(Collected data entries)
....

PR #2150, opened 2025-10-28
docs: in integration tests, use consistent approach to logging and packing

dwilding:
This PR updates [How to write integration tests for a charm](https://documentation.ubuntu.com/ops/latest/howto/write-integration-tests-for-a-charm/) and the [httpbin-demo charm](https://github.com/canonical/operator/tree/main/examples/httpbin-demo) to be consistent with the Charmcraft 4 profiles and our new machine tutorial:

- **How to write integration tests for a charm**
    - Use `sleep` to wait for Juju to process logs, then output the logs to `stderr`.
    - Change `conftest.py` to check the `CHARM_PATH` environment variable instead of packing the charm.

....

PROBLEM DESCRIPTION
All lines with the word "tests" must be located in the data and copied.

EXERCISE OUTPUT
docs: in integration tests, use consistent approach to logging and packing
This PR updates [How to write integration tests for a charm](https://documentation.ubuntu.com/ops/latest/howto/write-integration-tests-for-a-charm/) and the [httpbin-demo charm](https://github.com/canonical/operator/tree/main/examples/httpbin-demo) to be consistent with the Charmcraft 4 profiles and our new machine tutorial:
- **How to write integration tests for a charm**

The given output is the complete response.